▶
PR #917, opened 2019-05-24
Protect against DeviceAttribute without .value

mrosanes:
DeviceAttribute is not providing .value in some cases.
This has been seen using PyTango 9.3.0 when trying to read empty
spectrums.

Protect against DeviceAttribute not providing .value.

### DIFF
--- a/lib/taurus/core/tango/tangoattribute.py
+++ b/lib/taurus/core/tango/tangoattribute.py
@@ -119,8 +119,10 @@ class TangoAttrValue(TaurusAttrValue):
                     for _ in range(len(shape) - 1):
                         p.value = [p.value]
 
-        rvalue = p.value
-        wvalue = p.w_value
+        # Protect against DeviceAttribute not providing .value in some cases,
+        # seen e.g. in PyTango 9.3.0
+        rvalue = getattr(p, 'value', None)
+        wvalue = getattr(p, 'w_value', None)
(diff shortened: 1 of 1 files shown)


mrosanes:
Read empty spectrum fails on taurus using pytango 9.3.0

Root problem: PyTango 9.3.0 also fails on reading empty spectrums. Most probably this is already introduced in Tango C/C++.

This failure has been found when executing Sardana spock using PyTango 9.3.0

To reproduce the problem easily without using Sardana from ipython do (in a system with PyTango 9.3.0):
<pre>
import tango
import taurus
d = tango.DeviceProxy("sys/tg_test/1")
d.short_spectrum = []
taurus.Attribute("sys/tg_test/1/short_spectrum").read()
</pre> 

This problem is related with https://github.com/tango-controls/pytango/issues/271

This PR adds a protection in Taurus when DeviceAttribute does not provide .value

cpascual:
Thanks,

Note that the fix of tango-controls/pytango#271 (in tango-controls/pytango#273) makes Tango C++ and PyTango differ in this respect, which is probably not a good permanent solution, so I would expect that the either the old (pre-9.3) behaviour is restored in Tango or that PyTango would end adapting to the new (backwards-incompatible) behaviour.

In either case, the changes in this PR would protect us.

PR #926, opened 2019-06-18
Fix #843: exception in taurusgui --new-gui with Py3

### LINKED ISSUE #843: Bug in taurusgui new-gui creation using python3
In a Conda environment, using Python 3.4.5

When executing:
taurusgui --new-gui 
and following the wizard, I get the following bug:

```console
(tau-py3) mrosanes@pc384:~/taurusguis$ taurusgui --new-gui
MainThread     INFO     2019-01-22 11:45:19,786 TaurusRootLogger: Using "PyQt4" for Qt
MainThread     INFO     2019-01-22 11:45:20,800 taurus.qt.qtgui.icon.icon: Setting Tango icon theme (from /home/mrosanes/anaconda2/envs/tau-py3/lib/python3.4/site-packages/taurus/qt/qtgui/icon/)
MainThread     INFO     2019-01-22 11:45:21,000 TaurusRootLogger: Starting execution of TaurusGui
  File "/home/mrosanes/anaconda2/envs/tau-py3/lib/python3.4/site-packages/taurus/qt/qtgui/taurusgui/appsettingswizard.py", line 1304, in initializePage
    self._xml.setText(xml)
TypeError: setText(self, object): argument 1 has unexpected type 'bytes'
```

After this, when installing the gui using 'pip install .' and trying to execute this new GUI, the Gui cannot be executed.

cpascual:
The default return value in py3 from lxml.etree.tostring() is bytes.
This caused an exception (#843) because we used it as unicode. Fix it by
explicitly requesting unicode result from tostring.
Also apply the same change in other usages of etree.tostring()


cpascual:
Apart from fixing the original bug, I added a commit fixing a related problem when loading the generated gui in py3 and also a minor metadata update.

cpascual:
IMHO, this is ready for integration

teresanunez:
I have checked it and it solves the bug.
◀
» **What is needed**
What is wanted is a copy of every line in the listing that includes the word "exception".

» **Written reply**
Fix #843: exception in taurusgui --new-gui with Py3
This caused an exception (#843) because we used it as unicode. Fix it by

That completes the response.